* Exercise directions *
Hunt for the word "they" across the entries below, copying each line that holds it.

* Dataset entries *
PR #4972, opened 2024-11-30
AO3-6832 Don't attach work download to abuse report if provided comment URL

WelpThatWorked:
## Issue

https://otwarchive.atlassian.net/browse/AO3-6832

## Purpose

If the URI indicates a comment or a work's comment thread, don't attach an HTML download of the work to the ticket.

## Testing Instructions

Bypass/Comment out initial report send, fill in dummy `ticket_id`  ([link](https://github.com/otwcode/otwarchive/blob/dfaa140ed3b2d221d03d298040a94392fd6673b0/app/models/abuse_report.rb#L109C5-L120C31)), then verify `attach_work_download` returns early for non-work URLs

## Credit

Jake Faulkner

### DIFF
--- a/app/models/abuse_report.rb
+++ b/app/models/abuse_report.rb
...
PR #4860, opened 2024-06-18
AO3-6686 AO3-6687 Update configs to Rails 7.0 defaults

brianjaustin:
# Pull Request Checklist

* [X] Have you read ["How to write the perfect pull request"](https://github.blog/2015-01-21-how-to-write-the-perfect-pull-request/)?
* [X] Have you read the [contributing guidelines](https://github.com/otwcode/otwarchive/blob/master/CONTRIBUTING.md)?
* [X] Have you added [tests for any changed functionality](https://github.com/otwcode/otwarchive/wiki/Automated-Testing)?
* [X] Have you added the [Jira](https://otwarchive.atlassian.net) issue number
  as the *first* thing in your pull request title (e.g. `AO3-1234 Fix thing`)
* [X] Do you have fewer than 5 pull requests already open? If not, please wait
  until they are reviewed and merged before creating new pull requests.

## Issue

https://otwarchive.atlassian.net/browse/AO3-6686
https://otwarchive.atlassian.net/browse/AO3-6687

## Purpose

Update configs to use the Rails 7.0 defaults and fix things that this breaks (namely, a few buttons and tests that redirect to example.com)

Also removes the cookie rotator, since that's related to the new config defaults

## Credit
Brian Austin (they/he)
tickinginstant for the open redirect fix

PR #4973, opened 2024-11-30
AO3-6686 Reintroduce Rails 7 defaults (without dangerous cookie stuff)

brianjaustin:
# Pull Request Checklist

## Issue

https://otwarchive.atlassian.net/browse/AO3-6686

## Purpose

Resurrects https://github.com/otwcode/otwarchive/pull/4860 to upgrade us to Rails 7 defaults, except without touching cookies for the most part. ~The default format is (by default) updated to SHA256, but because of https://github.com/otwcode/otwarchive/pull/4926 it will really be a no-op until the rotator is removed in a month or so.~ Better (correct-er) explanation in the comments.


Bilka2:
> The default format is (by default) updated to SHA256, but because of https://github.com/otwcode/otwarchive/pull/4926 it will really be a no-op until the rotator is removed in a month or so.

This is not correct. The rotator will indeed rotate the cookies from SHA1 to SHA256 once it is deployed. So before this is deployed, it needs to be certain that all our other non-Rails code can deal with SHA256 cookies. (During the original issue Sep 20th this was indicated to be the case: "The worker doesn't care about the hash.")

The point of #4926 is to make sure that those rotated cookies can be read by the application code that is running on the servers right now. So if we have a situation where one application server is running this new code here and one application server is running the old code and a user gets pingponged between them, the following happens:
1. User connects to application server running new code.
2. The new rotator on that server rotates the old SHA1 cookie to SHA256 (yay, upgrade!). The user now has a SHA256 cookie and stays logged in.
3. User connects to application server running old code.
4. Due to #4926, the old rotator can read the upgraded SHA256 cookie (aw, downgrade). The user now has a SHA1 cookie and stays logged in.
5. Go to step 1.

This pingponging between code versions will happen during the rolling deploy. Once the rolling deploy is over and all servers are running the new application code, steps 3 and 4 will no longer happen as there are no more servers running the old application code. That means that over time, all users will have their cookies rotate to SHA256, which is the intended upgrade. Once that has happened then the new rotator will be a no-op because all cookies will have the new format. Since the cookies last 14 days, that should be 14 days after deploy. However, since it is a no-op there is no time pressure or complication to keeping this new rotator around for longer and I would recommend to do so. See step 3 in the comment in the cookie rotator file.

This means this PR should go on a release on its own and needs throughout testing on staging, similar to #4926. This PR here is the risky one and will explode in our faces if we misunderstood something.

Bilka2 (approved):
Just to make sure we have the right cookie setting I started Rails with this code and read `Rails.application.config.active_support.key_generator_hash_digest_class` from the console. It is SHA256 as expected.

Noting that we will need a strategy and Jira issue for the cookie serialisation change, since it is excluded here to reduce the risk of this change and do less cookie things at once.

* Exercise result *
  until they are reviewed and merged before creating new pull requests.
Brian Austin (they/he)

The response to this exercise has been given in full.